* [TASK BRIEF] Please repeat the records, word for word and without gaps.

* [RECORDS FOR PROCESSING]
PR #144, opened 2015-05-20
Add a BankAccount object

trenton42:
Currently, bank accounts that were added as a source to Customers cannot be deleted in the same way as Cards. This patch takes care of that.

### DIFF
--- a/stripe/__init__.py
+++ b/stripe/__init__.py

* [RESPONSE TO THE TASK]
PR #144, opened 2015-05-20
Add a BankAccount object

trenton42:
Currently, bank accounts that were added as a source to Customers cannot be deleted in the same way as Cards. This patch takes care of that.

### DIFF
--- a/stripe/__init__.py
+++ b/stripe/__init__.py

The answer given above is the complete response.